● Data to use
——————
PR #64, opened 2020-10-02
Backporting improvements in L and TM-framework

fakusb:
This ports improvements for L and TM framework to merge back into undecidability repository.

This PR is work in progress and gets tidied up more. I want to have a draft here so CI runs.


theories/_CoqProject
```diff
@@ -331,20 +331,19 @@ TM/Univ/StepTM.v
...
-# TM/PrettyBounds/UnivBounds.v
-# TM/PrettyBounds/M2MBounds.v
+TM/PrettyBounds/BaseCode.v
+TM/PrettyBounds/UnivBounds.v
+TM/PrettyBounds/M2MBounds.v
 
-# TM/PrettyBounds/SpaceBounds.v
-# TM/PrettyBounds/BaseCodeSpace.v
-# TM/PrettyBounds/UnivSpaceBounds.v
+TM/PrettyBounds/SpaceBounds.v
```
yforster, line 338: Are these files really needed for compilation? On the long run we shouldn't have such proofs in the undecidability library. Even on short term it might make sense to already now move them to the complexity library.

fakusb: Yes, we should move them out.

fakusb:
So, I removed all files concerning "nice bounds" on TMs.

yforster:
Thanks! Once CI says yes I'll merge

PR #65, opened 2020-10-03
TM framework: speedup (?)

fakusb:
This draft is for some speedups in the TM framework. I want to have CI time this for comparison.

Do not merge before #64 . Even after, probably rebased ontop of #64.


fakusb:
This and local tests seem to imply that I get 2 minutes  speedup for the TM-related proofs.
The worst offender, the TM interpreting L, goes from 3:21min to 2min.

yforster:
I'll wait with reviewing this code until we have finished merging the other `PR`. Alternatively you could change the merge target to your other PR, that way we get a nicer diff in the `Files changed` overview

fakusb:
I rebased upon the current state of the branch. We still edit 28, but only because the internal names in the TM-framework-using proofs changed and I had to adjust them. This is due to me changing the used tactics.

PR #68, opened 2020-10-07
Reductions for undecidability of fragments of Classical Linear Logic

DmxLarchey:
Extensions of the results obtained for Intuitionistic Linear Logic `ILL` (see _CPP'19 paper_) to Classical Linear Logic `CLL`. We add undecidability for two fragments of _cut-free `CLL`_:

+ the fragment limited to the `{!,&,⊸}` connectives, also denoted `rCLL` in here;
+ the full `CLL`.

Both are obtained by embedding `EILL` into them, possibly through `rILL` and `ILL` respectively. We use H. Schellinx  observation (_JLC 91_) that `CLL` is conservative over any syntactic fragment of `ILL` that does not contain both `⟘` and ` ⊸`, which is the case of `EILL`. 

Every syntactic fragment in between `rCLL` and `CLL` is also undecidable but we need to implement cut-elimination for this and this is not done at the moment.


mrhaandi:
This PR adds a proxy file `CLL.v` to the top-level `Problems` folder, which is discouraged in favor of a well-commented `theories/ILL/CLL.v`.
It is planned to entirely remove the top-level `Problems` and `Reductions` folders in the future.

yforster (approved):

yforster:
I would say we merge this to make it easier for Andrej to prepare his upcoming PR, but if you have a spare hour the next time @DmxLarchey it would indeed be great if we could get rid of the `Problems` and `Reduction` directories. Andrej will take care of many files in his PR, and maybe we can split the rest (first-order and linear logic) between the two of us.

PR #69, opened 2020-10-22
Getting rid of legacy Problems directory

DmxLarchey:
I did remove the following `*.v` in `theories/Problems/`

- `MM.v`
- `MM2.v`
- `BSM.v`
- `ILL.v`
- `CLL.v`
- `FRACTRAN.v`
- `DIOPHANTINE.v`

both the files themselves and the pointers to them in `_CoqProject` and `README.md`.

Remaining is `FOL.v` and `FOLFS.v` and also `RA_UNIV.v`.


mrhaandi:
Sorry for the redundant work, this will be part of a larger cleanup that I'm doing for a current paper (PR to be submitted tomorrow).
I also tried, while removing the files to preserve some comments (putting the comments into the correct file) regarding related literature.

mrhaandi:
Currently only two FOL related files are in each `Problems` and `Reductions` (and can be dealt with in near future), so this particular PR is not needed.

PR #74, opened 2020-10-28
Undecidability for IMSELL with 3 modalities

DmxLarchey:
Two problems:

- `ndMM2`: acceptance for non-deterministic Minsky machines with two counters;
- `IMSELL`: entailment in Intuitionistic Multiplicative Sub-Exponential Linear Logic (see [K. Chaudhuri's paper](https://doi.org/10.1017/S0960129516000293) for the "classical" version of the logic).

`IMSELL` is interesting because it is a step towards `(I)MELL` of which the decidability status is still **unknown and a very difficult** problem. Indeed, it is trivial to encode Petri nets reachability in `(I)MELL` and that decidability proof is _very involved_.

Contrary to `EILL`, `IMSELL` does not include additive connectives but the reduction implements _zero tests_ using three modalities, one of which being universal (i.e. it has weakening and contraction rules). 

Two many-one reductions:

- `ndMM2` is reduced from termination of `MM2` on the zero state (itself already reduced from `FRACTRAN`);
- `IMSELL` is reduced from acceptance for ndMM2 by combining the [encoding of K. Chaudhuri](https://doi.org/10.1017/S0960129516000293) with a _trivial phase semantics for `IMSELL`_ inspired from that of `EILL` in the [CPP'19 paper](https://doi.org/10.1145/3293880.3294096).

And thus two new undecidability results in:

- `CounterMachines/ndMM2_undec.v`;
- `ILL/IMSELL_undec.v`. 

_Update:_ following @mrhaandi suggestion, the statements of the main reduction for `IMSELL` integrate the condition on the signature by packing it with the signature into a Σ-type.


mrhaandi:
@DmxLarchey Is there a reason you put ndMM2 (that are internally documented as Minsky machines) into CounterMachines instead of MinskyMachines?

DmxLarchey:
> @DmxLarchey Is there a reason you put ndMM2 (that are internally documented as Minsky machines) into CounterMachines instead of MinskyMachines?

Yes indeed @mrhaandi . The reason is that `ndMM2` is standalone and does not depend on the `MM` framework at all. Also, the predicate is _acceptance_ and is not defined in terms of small step semantics. It looks more like a sequent proof system, quite intentionally. 

Possibly `MM2` (with registers `a` and `b`) and which is also standalone, could be moved there as well. 

The question is more why `MM` is not under `CounterMachines` and the reason is because of the quite involved local reasoning framework that is used to show the correctness of the compilers to the `MM` target. Btw, that framework was also used with `BSM` as the target, ie. the reduction from `BPCP` to `BSM`.

Both `MM2` and `ndMM2` can be used as seeds w/o knowing anything about the `MM` local reasoning framework.

mrhaandi:
> The reason is that `ndMM2` is standalone and does not depend on the `MM` framework at all.

This confuses me even more. `ndMM2` also does not depend on the counter machine framework that I developed for the semi-unification results. However, this should not be the point. It should not matter for which particular result the problem was specified, but to which problem class it belongs. If we separate MinskyMachines and CounterMachines (which in itself could be debated, and I'm fine both ways), then I would still argue that both `MM2` and `ndMM2` belong in the same MinskyMachine directory because their specification says that they are such.

DmxLarchey:
> This confuses me even more. `ndMM2` also does not depend on the counter machine framework that I developed for the semi-unification results. However, this should not be the point...

Honestly I thought this would please you specifically... I missed obviously ;-) 

This is fine. The next push is going to move `ndMM2` into the `MinskyMachines` subdir.

DmxLarchey:
For some unknown reason, the `CI` process fails very early in trying to retrieve `https://coq.inria.fr/opam/released`. Is the server down ?

mrhaandi (approved):

DmxLarchey:
@yforster : does this build script need to depend on whether `coq.inria.fr` is up and running ?

DmxLarchey:
Hi @yforster, I would like to merge this PR. There is minimal interaction with the `coq-8.12` master branch except of course in `_CoqProject` ... Best. D.

yforster:
Looks good to me, I'll merge it now

PR #171, opened 2025-05-01
Specify XYZ-D65<->sRGB conversion as exact rationals

tomcur:


DJMcNab (approved):
I have confirmed that these are "visually" the same numbers as before (i.e. I've scanned the first ~3 significant digits) of each.

This seems consistent with other changes we've done.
——————
● Work required
From the material above, retype precisely the lines between the line holding "I also tried, while" and the line holding "of the logic).", inclusive, and nothing beyond them.

● Finished task
I also tried, while removing the files to preserve some comments (putting the comments into the correct file) regarding related literature.

mrhaandi:
Currently only two FOL related files are in each `Problems` and `Reductions` (and can be dealt with in near future), so this particular PR is not needed.

PR #74, opened 2020-10-28
Undecidability for IMSELL with 3 modalities

DmxLarchey:
Two problems:

- `ndMM2`: acceptance for non-deterministic Minsky machines with two counters;
- `IMSELL`: entailment in Intuitionistic Multiplicative Sub-Exponential Linear Logic (see [K. Chaudhuri's paper](https://doi.org/10.1017/S0960129516000293) for the "classical" version of the logic).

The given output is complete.